O documento destaca ainda que o “agulhamento a seco” é prática derivada da acupuntura e intervenções que necessitam de diagnóstico, com procedimentos invasivos, praticados por profissional não habilitado pode acarretar sérios danos à saúde das pessoas.

Custo-benefício da acupuntura no SUS

O Dr. Luiz Sampaio, primeiro secretário do CMBA, explica que a acupuntura é uma forma de tratamento não medicamentoso e, portanto, sua indicação e aplicação somente deve se dar após um diagnóstico médico. “O tratamento por acupuntura, como qualquer outra modalidade terapêutica, tem suas indicações, suas contraindicações e efeitos adversos.”

“Outras modalidades de diagnóstico tais como o psicológico, o fonoaudiológico ou o cinesio-funcional, da fisioterapia, são específicos para os tratamentos psicológicos, fonoaudiológico ou fisioterápico, porém não abrangem o diagnóstico nosológico, que é um ato exclusivo médico”, reitera Sampaio.

Segundo ele, somente por meio do diagnóstico nosológico o médico identifica a causa de uma dor. “Se uma dor lombar, por exemplo, decorre de um de uma fratura, de um tumor, de uma hérnia extrusa ou se de uma alteração miofascial”, completa.

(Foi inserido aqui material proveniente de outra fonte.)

PR #4999, opened 2021-06-08
Support Worn Trashcans

wstampley:
Adding common-support so that scripts can use worn trashcans if they want to.

Opening this PR as a draft so people with trashcans can test it. I don't own one, personally, but it has been mentioned several times and Skinz requested it again recently for lockpicking speedup (not dismantling).

### DIFF
--- a/common-items.lic
+++ b/common-items.lic
@@ -253,7 +253,7 @@ module DRCI
     return if item.nil?
 
     if worn_trashcan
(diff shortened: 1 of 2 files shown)


KatoakDR (approved):
✅ Code looks good to me. However, I also don't have a portable worn trashcan to test with

rpherbig:
Code looks good to me ✔️

wstampley:
This version isn't causing my characters any issues (without a trashcan), and Skinz's testing with one has gone well. Of course, scripts that want to take advantage of this behavior will have to be updated to opt in (by passing settings).

PR #5000, opened 2021-06-08
Vault room name is wrong for Shard

wstampley:
```
>go door
[Shard, Carousel Chamber]
A sturdy vault, set in the back wall...
```


KatoakDR (approved):
Thanks

PR #5003, opened 2021-06-10
[script] [common-healing] Fix parsing for 'tail' bleeders

KatoakDR:
### Background
* Reported by Moiyra on Lnet that `tendme` was not tending their tail bleeders.
* Upon investigation, the `tail` body part was not part of any of the regex patterns (oops!)

### Changes
* Add `tail` to the bleeder regex body part patterns

## Tests
See `test/test_check_health.rb`, and also Moiyra confirmed the fix.

### DIFF
--- a/common-healing.lic
+++ b/common-healing.lic
@@ -194,7 +194,7 @@ module DRCH
   # are the severity and the values are the list of bleeding wounds.
   def parse_bleeders(health_lines)
     bleeders = Hash.new { |h, k| h[k] = [] }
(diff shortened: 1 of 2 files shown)


wstampley:
This is probably an issue for the perc health methods too...

KatoakDR:
> This is probably an issue for the perc health methods too...

Perceive health delegates to the same parse bleeders logic that check health does, so we win there! :)

And the regex patterns for perceive health don’t specify body part explicitly like the parse bleeder regex did so we might win there, too

PR #5006, opened 2021-06-10
[script] [steal] buff after removing gear; use DRCI methods

### LINKED ISSUE #2439: Stealing: Should use waggle_set.
Refactor stealing to use a waggle_set.

KatoakDR:
### Background
* I noticed that my invisibility was released when the script was removing my gear, which then hampered my stealth and I got caught stealing. 😢 

### Changes
* Swap order of buffing and removing gear so that gear is taken off first, then you buff.
* General script updates to use new DRCI methods and add DRC* prefixes to methods.
* Refactored buff logic to use `DRCA.do_buffs(..)`
* Fixes #2439 - adds support for `steal` waggle set with fallback to the original `stealing_buffs` setting.

### Configuration
```yaml
waggle_sets:
  # Due to some rooms preventing movement while invisible,
  # the script may fail to travel to some shops. As a workaround,
  # don't use an invisibility buff and instead set `hide_to_steal: true`
  steal:
  - Plunder
  - Darken

hide_to_steal: true

# The stealing buffs setting is supported for backwards compatibility.
stealing_buffs:
  # Thieves would specify their khri
  khri:
  - Plunder
  - Darken
  # Magic users would specify their spells
  spells:
  - Shadows
```

### DIFF
--- a/steal.lic
+++ b/steal.lic
@@ -55,28 +55,30 @@ class Steal
       return
     end
 
+    # Do buffs after swapping gear otherwise equipmanager
+    # may cause you to drop interferring buffs like Khri Silence.
     @equipment_manager = EquipmentManager.new
     @equipment_manager.empty_hands
     @equipment_manager.wear_equipment_set?('stealing')
-    if left_hand || right_hand
+    if DRC.left_hand || DRC.right_hand
       DRC.message('*** ITEMS ARE STILL IN HANDS, EXITING ***')
       @equipment_manager.wear_equipment_set?('standard')
       return
     end
 
-    # Do buffs after swapping gear otherwise equipmanager
-    # may cause you to drop interferring buffs like Khri Silence
-    stealing_buffs = settings.stealing_buffs
-    do_buff(stealing_buffs, settings)
+    # Backwards compatibility with `stealing_buffs` setting.
+    stealing_buffs = (DRStats.thief? ? settings.stealing_buffs['khri'] : settings.stealing_buffs['spells'])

Conforme o Dr. Sampaio, a grande demanda do tratamento por acupuntura está na área da dor de qualquer natureza, exceto nos diagnósticos que têm como indicação primária o procedimento cirúrgico. “A acupuntura pode ser utilizada como tratamento principal ou como adjuvante da dor dentro de praticamente todas as especialidades médicas.”

“Estudos também demonstram uma ação imunomoduladora, podendo também ser utilizada nas doenças que decorram de uma resposta imune exacerbada, como no caso da psoríase com ou sem repercussão articular, artrite reumatoide, na asma brônquica e rinite alérgica ou nas decorrentes de deficiência do sistema imune, tais como processos infecciosos virais ou bacterianos de repetição”, cita o médico.

Ainda de acordo com ele, na psiquiatria, como foi demonstrada a liberação de opioides internos e de serotonina, a acupuntura tem aplicação nos casos de insônia, crises de angústia ou pânico e depressão leve.

Sampaio reforça que a acupuntura deve ser realizada pelo médico acupunturista com o devido Registro de Qualificação de Especialista (RQE) no Conselho Regional de Medicina (CRM) de seu estado de atuação.

O RQE é conferido aos médicos que concluíram o programa de Residência Médica, conforme os ditames da Comissão Nacional de Residência Médica (CNRM) ou que tenham o Título de Especialista outorgado após aprovação na prova de suficiência, aplicada pelo CMBA, pela Associação Médica Brasileira (AMB).

“Está em implantação um programa de capacitação de médicos de família, numa parceria da Universidade Federal de Santa Catarina com o CMBA, para que esses possam se utilizar do método terapêutico nas ações da atenção básica”, informa o secretário.

Ele lembra, ainda, que em São Paulo houve um programa de capacitação de médicos que trabalham no Sistema Único de Saúde (SUS) com a técnica de Craniopuntura de Yamamoto, que acabou descontinuado, com a alegação de falta de recursos. “A acupuntura tem como vantagem, no atendimento público, a relação custo-benefício, tanto para a entidade pública, como para os pacientes”, comenta Sampaio.

“Como a maior demanda da atenção pública se concentra na área da dor e, principalmente, na dor crônica, a diminuição de gastos com medicamentos anti-inflamatórios e analgésicos traz uma economia significativa para os órgãos públicos, bem como uma diminuição dos efeitos colaterais desses medicamentos, quando utilizados por longos períodos”, justifica o médico.

De acordo com ele, nos pacientes oncológicos, a acupuntura, além de minimizar os efeitos colaterais dos tratamentos por rádio ou quimioterapia, favorece a diminuição do uso desmedido de opioides, reduzindo seus riscos de dependência e habituação.